The Stanford Photonics Research Center: photonics.stanford.edu

The Stanford Photonics Research Center builds strategic partnerships between the Stanford University research community and companies employing optics and photonics in their commercial activities. SPRC offers member companies facilitated access to Stanford faculty, students and researchers via faculty-led Working Groups, SPRC workshops and symposiums, research project collaborations and visiting researcher programs. Information on the Center's research, events, working groups, and photonics-related resources can be found at their website.

Photonics at the Caltech Office of Technology Transfer: www.ott.caltech.edu

The Office of Technology Transfer at Caltech maintains an online list of the multiple patents that have been awarded to Caltech researchers related to photonics. The Caltech Nanofabrication Group also conducts research into photonics, and information about the group's research and publications can be found at their website.

Center for Biophotonic Science and Technology: cbst.ucdavis.edu

The recently announced Center for Biophotonic Sensors and Systems (CBSS), created by UC Davis and its partner Boston University and funded by the NSF, promises to be the the only cooperative research center in the country focused solely on biophotonic sensors. The CBSS's Center for Biophotonics Science and Technology is located at UC Davis while the Boston University Photonics Center will be located in Boston.

The Advanced Photonics Devices and Systems Laboratory: apdsl.eng.uci.edu

The Advanced Photonics Devices and Systems Laboratory (APDSL) was established by Assistant Professor of Electrical Engineering and Computer Science Ozdal Boyraz in 2005. The lab's major research areas include silicon-based integrated optics and optical communications systems and devices. Current research activities include active photonic devices development based on nonlinear optical properties of silicon and optical access networks. News and publications can be found at the lab's website.

The Photonic System Group at UC San Diego: phosys.ucsd.edu

The Photonics Laboratory currently supports multiple research thrusts in signal processing, sensing, and communications. The group has developed a new class of parametric devices and used them to achieve records in terabit-scale signal processing, analog-to-digital signal conversion, and coherent band mapping. The laboratory also hosts research on communication and sensing in bandwidth-constrained physical channels. Further information about research, publications, and a look at the group's campus facilities can be found at their website.

The UC Santa Barbara Industry Center: industry.ucsb.edu

The UCSB Industry Center webpage maintains links to the UCSB Institute for Energy Efficiency, the California Nanosystems Institute at UCSB, and the UCSB Nanofabrication Facility, all of which conduct photonics-based research.
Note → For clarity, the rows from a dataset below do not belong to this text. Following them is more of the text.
PR #2342, opened 2021-03-16
Fix workspace overview switching and enabled state storage

Nokel81:
- Workspaces that are managed can now be enabled without the store removing that flag unconditionally via a roundtrip to the FS

- Workspace overview should be reactive to its computed prop

### DIFF
--- a/src/common/workspace-store.ts
+++ b/src/common/workspace-store.ts
@@ -26,6 +26,8 @@ export interface WorkspaceState {
   enabled: boolean;
 }
 
+const updateFromModel = Symbol("updateFromModel");
+
 /**
  * Workspace
  *
@@ -130,7 +132,7 @@ export class Workspace implements WorkspaceModel, WorkspaceState {
     Object.assign(this, state);
   }
 
-  @action updateModel(model: WorkspaceModel) {
+  @action [updateFromModel](model: WorkspaceModel) {
     Object.assign(this, model);
   }
 
@@ -251,10 +253,9 @@ export class WorkspaceStore extends BaseStore<WorkspaceStoreModel> {
 
   @action
   addWorkspace(workspace: Workspace) {
-    workspace.name = workspace.name.trim();
     const { id, name } = workspace;
 
-    if (!name || this.getByName(name)) {
+    if (!name.trim() || this.getByName(name.trim())) {
       return;
     }
     this.workspaces.set(id, workspace);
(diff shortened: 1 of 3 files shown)


src/renderer/components/+landing-page/workspace-overview.tsx
```diff
@@ -23,20 +24,31 @@ enum sortBy {
...
+    ]);
   }
 
-
   showCluster = ({ clusterId }: ClusterItem) => {
     navigate(clusterViewURL({ params: { clusterId } }));
   };
 
   render() {
+    const { workspaceClusterStore } = this;
```
jim-docker, line 42: You can remove `this.` on lines 59 and 84

src/common/workspace-store.ts
```diff
@@ -130,6 +130,10 @@ export class Workspace implements WorkspaceModel, WorkspaceState {
     Object.assign(this, state);
   }
 
+  @action updateModel(model: WorkspaceModel) {
```
jakolehm: Should this be private/protected?

Nokel81: We can make this a unexported symbol if you would like

jim-docker (dismissed):

src/common/workspace-store.ts
```diff
@@ -310,7 +310,7 @@ export class WorkspaceStore extends BaseStore<WorkspaceStoreModel> {
     }
 
     const currentWorkspaces = this.workspaces.toJS();
-    const newWorkspaceIds = new Set<WorkspaceId>();
+    const newWorkspaceIds = new Set<WorkspaceId>([WorkspaceStore.defaultId]); // never delete default
```
jim-docker, line 313: oh yeah, that's important. :)
You could hold changes to this file till 4.2.1 (the other changes fix the problem Mario found, right?)

jim-docker (approved):

src/common/workspace-store.ts
Nokel81: I think so, though I think he was also running into this so I think I'll keep it. I'll open another PR about the other stuff which can be left to 4.2.1

jakolehm: Tests would be nice 🙂

Nokel81: Tests caught this change, do you mean more tests?

edit: I mean before I added the `[WorkspaceStore.defaultId]` to the set constructor the unit tests were failing.

jakolehm: I meant more tests (I don't see any added in this PR).

jakolehm (approved):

More information on the activities taking place at the above institutes and fabrication facility can be found at their websites.

UC Santa Cruz Applied Optics Group: photon.soe.ucsc.edu

The main research theme in the UCSC Applied Optics Group is single-particle optics. They develop new, highly sensitive methods to study single particles with optical methods. They use these and other established techniques to gain new understanding of these particles and light-matter interactions in general.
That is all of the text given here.